**Brief:** Look through the data below for the line with "When user changes the settings", and transcribe it exactly together with each line after it up to and including the line with "matejkriz: Yes, I". Give nothing else.

━━━━━ Given records ━━━━━

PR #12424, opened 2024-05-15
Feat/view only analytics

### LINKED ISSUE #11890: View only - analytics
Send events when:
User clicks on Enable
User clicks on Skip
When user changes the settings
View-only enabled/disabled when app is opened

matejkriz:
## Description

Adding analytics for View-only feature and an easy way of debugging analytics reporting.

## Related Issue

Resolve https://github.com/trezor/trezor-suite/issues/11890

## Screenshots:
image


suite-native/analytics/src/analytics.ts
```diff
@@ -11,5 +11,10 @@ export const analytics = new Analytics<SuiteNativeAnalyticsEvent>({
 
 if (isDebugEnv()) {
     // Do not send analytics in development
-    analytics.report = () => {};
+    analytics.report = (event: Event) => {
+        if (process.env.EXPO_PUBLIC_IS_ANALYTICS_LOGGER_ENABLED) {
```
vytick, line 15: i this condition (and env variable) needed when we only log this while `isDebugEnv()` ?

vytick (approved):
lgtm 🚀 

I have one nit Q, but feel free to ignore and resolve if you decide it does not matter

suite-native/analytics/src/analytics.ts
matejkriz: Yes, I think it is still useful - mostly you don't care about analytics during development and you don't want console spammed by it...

━━━━━
━━━━━ Given records ━━━━━

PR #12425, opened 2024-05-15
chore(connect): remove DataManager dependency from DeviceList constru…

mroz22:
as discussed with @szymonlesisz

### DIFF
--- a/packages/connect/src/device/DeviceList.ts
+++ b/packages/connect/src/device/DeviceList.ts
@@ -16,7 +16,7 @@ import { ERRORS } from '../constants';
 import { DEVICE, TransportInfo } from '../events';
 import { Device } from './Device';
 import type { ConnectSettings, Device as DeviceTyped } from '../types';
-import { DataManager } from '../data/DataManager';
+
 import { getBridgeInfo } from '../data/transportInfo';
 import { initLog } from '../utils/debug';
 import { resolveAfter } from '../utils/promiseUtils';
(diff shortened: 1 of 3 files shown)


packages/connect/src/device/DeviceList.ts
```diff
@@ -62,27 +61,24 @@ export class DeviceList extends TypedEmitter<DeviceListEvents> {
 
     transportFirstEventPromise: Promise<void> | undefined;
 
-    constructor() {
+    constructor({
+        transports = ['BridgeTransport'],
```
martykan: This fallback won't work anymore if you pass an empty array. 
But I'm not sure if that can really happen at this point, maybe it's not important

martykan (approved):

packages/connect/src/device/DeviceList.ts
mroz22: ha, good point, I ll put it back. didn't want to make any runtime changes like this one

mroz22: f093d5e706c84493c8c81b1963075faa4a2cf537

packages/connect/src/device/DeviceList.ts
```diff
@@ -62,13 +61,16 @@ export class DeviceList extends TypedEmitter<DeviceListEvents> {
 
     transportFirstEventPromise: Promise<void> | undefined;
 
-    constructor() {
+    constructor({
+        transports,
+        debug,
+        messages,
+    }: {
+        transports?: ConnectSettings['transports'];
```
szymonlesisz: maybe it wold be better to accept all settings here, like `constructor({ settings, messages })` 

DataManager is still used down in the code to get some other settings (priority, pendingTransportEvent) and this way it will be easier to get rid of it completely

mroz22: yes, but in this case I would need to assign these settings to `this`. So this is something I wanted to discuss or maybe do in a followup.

━━━━━

**Task response:**
When user changes the settings
View-only enabled/disabled when app is opened

matejkriz:
## Description

Adding analytics for View-only feature and an easy way of debugging analytics reporting.

## Related Issue

Resolve https://github.com/trezor/trezor-suite/issues/11890

## Screenshots:
image


suite-native/analytics/src/analytics.ts
```diff
@@ -11,5 +11,10 @@ export const analytics = new Analytics<SuiteNativeAnalyticsEvent>({
 
 if (isDebugEnv()) {
     // Do not send analytics in development
-    analytics.report = () => {};
+    analytics.report = (event: Event) => {
+        if (process.env.EXPO_PUBLIC_IS_ANALYTICS_LOGGER_ENABLED) {
```
vytick, line 15: i this condition (and env variable) needed when we only log this while `isDebugEnv()` ?

vytick (approved):
lgtm 🚀 

I have one nit Q, but feel free to ignore and resolve if you decide it does not matter

suite-native/analytics/src/analytics.ts
matejkriz: Yes, I think it is still useful - mostly you don't care about analytics during development and you don't want console spammed by it...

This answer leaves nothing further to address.